··· Provided entries ···
PR #4446, opened 2026-04-29
[CLOV-1402][token-sync] Transform Figma variables into DTCG token files

gc-skyscanner:
Adds the Figma → DTCG stage on top of CLOV-1401's Figma client.

## Summary

- `npm run sync` writes `primitives.json`, `backpack.day.json`, `backpack.night.json`, and `manifest.json` under `token-sync/tokens/` (committed, so PRs surface real Figma-side changes in the diff).
- Alias resolution: same-collection aliases inlined, cross-collection aliases preserved as `{Group.Token}` references. Cycle detection and subscribed-id fallback included.
- Deterministic output (locale-independent sort, 2-space JSON, stable manifest) so CI diffs are meaningful.

image

Test in CI 
https://github.com/Skyscanner/backpack/actions/runs/25480788610/job/74764216502 
## Test plan

- [x] `npx jest token-sync/` — all tests pass (transformer, writer, pipeline, formatter)
- [x] `npm run sync` locally with a valid Figma token produces the four files
- [x] Trigger **Actions → Sync Figma variables → Run workflow** in CI and confirm green


token-sync/src/dtcg-transformer.ts
```diff
@@ -0,0 +1,731 @@
...
+    if (existing) {
+      existing.push(variable);
+    } else {
+      map.set(variable.key, [variable]);
+    }
+  }
+  return map;
+}
+
+export function buildPreservedReferenceKeys(
```
gc-skyscanner, line 714: Returns the variable keys that should be written as {Group.Token} references rather than inlined. Any variable in another selected collection is preserved so cross-collection aliases survive for style-dictionary to resolve at build time.

Example — `Primitives (primitive)` + `Backpack (semantic)`:
When building Backpack, Primitives' keys are preserved, so:
  `Backpack/Canvas/Default` → alias → `Primitives/Colour/Pink`  becomes  `{ $value: "{Colour.Pink}" }`   (preserved reference) not  ` { $value: "#ff66b3" }  `       (inlined literal)

token-sync/src/build-dtcg.ts
```diff
@@ -0,0 +1,364 @@
...
+    const preservedReferenceKeys = buildPreservedReferenceKeys(
+      classified,
+      collection.id,
+      localVariables,
+    );
+    const context: ResolveContext = {
+      localVariablesById: localVariables,
+      localVariablesByKey,
+      localCollectionsById,
+      preservedReferenceKeys,
```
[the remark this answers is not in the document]
gc-skyscanner: In the current Backpack setup both target collections (`Primitives` and `Backpack`) are local, and `filterLocalTargets` already enforces this — so any alias from a target variable into a `remote: true ` variable would be a designer mistake against an unrelated subscribed library. That scenario doesn’t exist in our Figma file.

Even if it did, `meta.variables` reflects Figma’s current authoritative snapshot, so inlining that value isn’t “stale” — it’s what Figma says the value is. Cross-library aliases that genuinely can’t be resolved still surface via `skipUnresolvedAliases` in the build summary.

We’d revisit this if Backpack ever started subscribing to external libraries, but for now an extra filter would be defensive code with no real failure to defend against.

token-sync/src/dtcg-writer.ts
```diff
@@ -0,0 +1,213 @@
...
+//
+// The Figma file key is deliberately NOT included: this directory is
+// committed to the open-source repo, and the key identifies the private
+// source file. Downstream stages (style-dictionary etc.) only read the
+// token files, not the manifest.
+export function buildManifest(
+  outputs: DTCGModeOutput[],
+  modeCounts: ReadonlyMap<string, number>,
+  generatedAt: string = new Date().toISOString(),
+): DTCGManifest {
```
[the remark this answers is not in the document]
gc-skyscanner: Keeping `generatedAt` as-is — its value to humans reading the file outweighs the diff noise.  Will handle “is there a real change?” in the auto-PR CI workflow when we build it (e.g. `jq 'del(. generatedAt)'` before comparing, or scoping the diff to token files only).

token-sync/README.md
```diff
@@ -1,41 +1,23 @@
 # token-sync
 
-A small CLI that authenticates against Figma's [Variables REST API](https://www.figma.com/developers/api#variables)
-and fetches variable collections from the Backpack Foundations & Components file. It prints the matched
-collection names and modes — a minimal, verifiable foundation for downstream design-token sync.
+Fetches Figma variables from the Backpack Foundations & Components file and
+writes deterministic [DTCG](https://design-tokens.github.io/community-group/format/)
+JSON files under `token-sync/tokens/`.
```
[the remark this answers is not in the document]
gc-skyscanner: Updated the PR description — script is npm run sync. The tokens/ directory is committed by design so PRs surface real Figma-side changes in the diff; for the timestamp noise concern see the reply on [dtcg-writer.ts](https://github.com/Skyscanner/backpack/pull/4446#discussion_r3194310413).

token-sync/src/sync-helpers.ts
```diff
@@ -22,6 +22,16 @@ import { FigmaApiError, type LocalVariableCollection } from './figma-api';
 
 export const TARGET_COLLECTION_NAMES = ['Primitives', 'Backpack'] as const;
 
+export function sortBy<T>(items: T[], key: (item: T) => string): T[] {
```
gc-skyscanner, line 25: didn't add unit test for this function since it is covered by the cases in ` build-dtcg-test.ts` and ` dtcg-transformer-test.ts`

token-sync/src/sync-helpers.ts
```diff
@@ -63,16 +73,12 @@ export function filterLocalTargets(
   allCollections: LocalVariableCollection[],
   targetNames: readonly string[],
 ): LocalTargetFilterResult {
-  const matched = allCollections.filter(
-    (collection) =>
-      !collection.remote && targetNames.includes(collection.name),
-  );
-  const foundNames = new Set(matched.map((collection) => collection.name));
+  const localCollections = allCollections.filter((collection) => !collection.remote);
```
gc-skyscanner, line 76: no logic change here, just optimize and rename `matched` to `matchedCollections` for easier reading

token-sync/src/dtcg-transformer.ts
```diff
@@ -0,0 +1,701 @@
...
+  }
+  if (typeof value === 'string' || typeof value === 'boolean') {
+    return value;
+  }
+  throw new Error(
+    `Unsupported literal value for DTCG token type "${tokenType}": ${JSON.stringify(value)}`,
+  );
+}
+
+// Classification
```
gc-skyscanner, line 225: Maps each collection to its role (primitive | semantic) using `COLLECTION_ROLES`.
 Throws if a collection name is not in `COLLECTION_ROLES` — callers should only pass collections that have already been validated against the known target list.

token-sync/src/dtcg-transformer.ts
```diff
@@ -0,0 +1,701 @@
...
+        ).join(', ')}.`,
+      );
+    }
+    classified.push({ collection, role });
+  }
+  return classified;
+}
+
+// Alias resolution
+export function resolveAliasTarget(
```
gc-skyscanner, line 246: `resolveAliasTarget` resolves a Figma `VARIABLE_ALIAS ` id to its `LocalVariable`, handling two id schemes:

- Direct id (`"variable-colour-pink"`) — looked up in `localVariablesById`
- Subscribed id (`"VariableID:<key>/<sub>"`) — key-based fallback via `localVariablesByKey`, used for cross-library references

Returns `undefined` if no match is found; the caller decides whether to skip or throw.

token-sync/src/dtcg-transformer.ts
```diff
@@ -0,0 +1,701 @@
...
+
+  throw new Error(
+    `Could not resolve mode "${preferredModeName}" for collection "${collection.name}"`,
+  );
+}
+
+// Resolve a variable's value for a mode, following alias chains. Aliases
+// pointing at a preserved-reference variable return a `{Group.Token}` DTCG
+// reference; other aliases are inlined all the way to the literal value.
+export function resolveVariableValue(
```
gc-skyscanner, line 292: `resolveVariableValue` converts a Figma variable's value for a given mode into its DTCG representation. Three cases:

- **Literal** (colour, number, etc.) — normalised directly, e.g. `#ff66b3`, `8px`
- **Cross-collection alias** (points to a primitive) — preserved as a reference, e.g. `{Colour.Pink}`
- **Same-collection alias** (points to another semantic token) — recursively followed until a literal is reached, then inlined; `seen` tracks visited nodes to catch cycles

**Example:**
```
Canvas/Contrast (Day) → Canvas/Default (Day) → Colour/Pink  (primitive)
                         ↑ same collection, inline            ↑ cross-collection, keep as {Colour.Pink}

result: { $value: '{Colour.Pink}', inlinedFrom: 'Canvas.Default' }
```

token-sync/src/dtcg-transformer-test.ts
```diff
@@ -0,0 +1,644 @@
...
+      response.meta.variables,
+    );
+    // Primitives keys should be preserved when building Backpack outputs.
+    expect(keysForBackpack.has(KEY_COLOUR_PINK)).toBe(true);
+    expect(keysForBackpack.has(KEY_COLOUR_BERRY)).toBe(true);
+    // Backpack keys should not preserve themselves.
+    expect(keysForBackpack.has('key-semantic-canvas-default')).toBe(false);
+  });
+
+  it('returns an empty set when there is only one collection', () => {
```
gc-skyscanner, line 447: When there is only one collection, there is no "other collection", so the preserved keys set is empty.

token-sync/src/dtcg-transformer.ts
```diff
@@ -0,0 +1,701 @@
...
+  }
+  const canonicalCandidate = candidates.find((candidate) =>
+    isCanonicalLocalId(candidate.id),
+  );
+  return canonicalCandidate ?? candidates[0];
+}
+
+// Pick the mode id for a collection by preferred name, falling back to the
+// collection's default mode or (for single-mode collections) its only mode.
+export function getCollectionModeId(
```
gc-skyscanner, line 271: `getCollectionModeId` translates a mode name like "Day" into the Figma modeId
needed to read valuesByMode.

The fallback matters for cross-collection alias resolution: when "Day" tokens in Backpack point at `Primitives` variables, Primitives has no "Day" mode — so we fall back to its `default/only` mode instead of throwing.

Priority: exact name match → defaultModeId → single-mode shortcut → error.

token-sync/src/dtcg-transformer.ts
```diff
@@ -0,0 +1,701 @@
...
+}
+
+function ownerOf(tree: DTCGTree, pathKey: string): string | undefined {
+  return PATH_OWNERS.get(tree)?.get(pathKey);
+}
+
+// Breadth-first search under `node` for any recorded path owner. Used to
+// name a concrete variable when a leaf collision hits a group that was
+// created implicitly (no owner was recorded at the exact prefix path).
+function findOwnerBelow(
```
gc-skyscanner, line 395: `findOwnerBelow` improves the collision error message for a specific edge case:
when a token tries to occupy a path that already exists as an implicit group.

Groups are created silently as variables are written — "Colour/Brand/Pink" creates the group at "Colour/Brand" without recording an owner for it. So when "Colour/Brand" (a flat token) collides with that group, ownerOf() returns `undefined`, and the error would unhelpfully say "vs <existing group>".

findOwnerBelow BFS-walks the group to find any descendant with a recorded owner, giving the error a real variable name to blame instead.

token-sync/src/dtcg-writer.ts
```diff
@@ -0,0 +1,207 @@
...
+): string {
+  if (isMultiMode) {
+    return `${slugify(collectionName)}.${slugify(modeName)}.json`;
+  }
+  return `${slugify(collectionName)}.json`;
+}
+
+// Build the manifest records in the same order as the outputs so callers
+// control determinism.
+export function buildManifest(
```
gc-skyscanner, line 124: The Figma file key is deliberately NOT included: this directory is committed to the open-source repo, and the key identifies the private source file. Downstream stages (style-dictionary etc.) only read the token files, not the manifest.

token-sync/tokens/backpack.day.json
```diff
@@ -0,0 +1,645 @@
+{
```
gc-skyscanner, line 1: The files inside token-sync/ are auto-generated by running `npm run sync`

IrinaWei (commented):
### Code review

Found 1 issue (reviewed by 5/6 agents — Sass agent skipped, no SCSS files).

🤖 Generated with [Claude Code](https://claude.ai/code)

token-sync/src/dtcg-writer-test.ts
```diff
@@ -0,0 +1,329 @@
...
+      assertSafeOutputDir(path.join(process.cwd(), 'token-sync', 'tokens')),
+    ).not.toThrow();
+  });
+
+  it('rejects an empty string', () => {
+    expect(() => assertSafeOutputDir('')).toThrow(/empty/);
+  });
+
+  it('rejects the filesystem root', () => {
+    const root = path.parse(process.cwd()).root;
```
IrinaWei: Could you please take a look at this object destructuring issue?

token-sync/tokens/backpack.day.json
```diff
@@ -0,0 +1,640 @@
...
+        "$value": 900,
+        "$type": "fontWeight"
+      },
+      "Label": {
+        "$value": "700px",
+        "$type": "dimension"
+      },
+      "Subhead": {
+        "$value": "300px",
+        "$type": "dimension"
```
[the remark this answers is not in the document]
IrinaWei: Any future FLOAT weight whose scope isn’t set to `FONT_STYLE` will silently fall through to dimension + "px" with no warning. Worth a follow-up to skip or warn on ambiguous FLOAT?

token-sync/src/dtcg-writer.ts
```diff
@@ -0,0 +1,213 @@
...
+): Promise<DTCGManifest> {
+  // Guard the destructive `rm` below against obviously-wrong output dirs,
+  // and fail fast on filename collisions so we never silently overwrite.
+  assertSafeOutputDir(outputDir);
+
+  const modeCounts = countModesPerCollection(outputs);
+  const manifest = buildManifest(outputs, modeCounts, now().toISOString());
+  assertUniqueFileNames(manifest);
+
+  await rm(outputDir, { force: true, recursive: true });
```
IrinaWei: `writeDTCGFiles` does rm -rf then writes — if anything between fails (disk full, signal, EACCES), tokens/ is left half-written and git status shows a partial diff that’s easy to accidentally commit. Would we consider writing to a temp dir + rename so the old state stays intact on failure, especially before the auto-PR workflow lands?

token-sync/src/dtcg-transformer.ts
```diff
@@ -0,0 +1,731 @@
...
+            variableName: variable.name,
+            variableId: variable.id,
+            variableKey: variable.key,
+            reason: 'path-collision',
+            collidingVariableName: error.collidingVariableName,
+          });
+          // Undo the alias counters we bumped for a write that didn't land.
+          if (resolved.preservedAliasTo) preservedAliasCount -= 1;
+          if (resolved.inlinedFrom) inlinedAliasCount -= 1;
+          shouldWriteVariable = false;
```
IrinaWei: Nit: this loop tracks “did the write succeed” in two parallel ways — the shouldWriteVariable flag and the increment-then-undo on stats. Could collapse both by making setTokenAtPath return a result + only committing stats after success, then continue in each error branch. Adding a new stat field later wouldn’t need a paired undo. Not blocking.

token-sync/src/dtcg-writer-test.ts
gc-skyscanner: do you mean `path.parse(process.cwd()).root`  in the test? https://github.com/Skyscanner/backpack/pull/4446/changes#diff-f21368b5e093865f5a6a8245dc67e66956f33eab406f715be402bd539916e87aR203
it is a test input for ensuring the output dir is not the filesystem root

token-sync/src/dtcg-transformer.ts
gc-skyscanner: Good catch, updated in https://github.com/Skyscanner/backpack/pull/4446/changes/e4bac2da54313a8e613e391ba9f2b6262342f9bc

token-sync/src/dtcg-writer.ts
gc-skyscanner: fair point, updated in https://github.com/Skyscanner/backpack/pull/4446/changes/e4bac2da54313a8e613e391ba9f2b6262342f9bc

token-sync/src/dtcg-writer-test.ts
IrinaWei: Oh I just saw there's a build failure about object destructuring brought by Github. I rerun the job and it's gone now

token-sync/tokens/backpack.day.json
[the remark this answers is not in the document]
gc-skyscanner: added a log and added a field `ambiguousFloatVariables`  to record it https://github.com/Skyscanner/backpack/pull/4446/changes/cd8396ce9bbea702ed55362b944f5272c515d6da

IrinaWei (approved):

token-sync/src/dtcg-writer-test.ts
gc-skyscanner: I think you were watching the outdated code 😄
···
▶ [What is required] What lines of the data include the word "stages"? Copy each of them.

▶ [Exercise output]
+// source file. Downstream stages (style-dictionary etc.) only read the
gc-skyscanner, line 124: The Figma file key is deliberately NOT included: this directory is committed to the open-source repo, and the key identifies the private source file. Downstream stages (style-dictionary etc.) only read the token files, not the manifest.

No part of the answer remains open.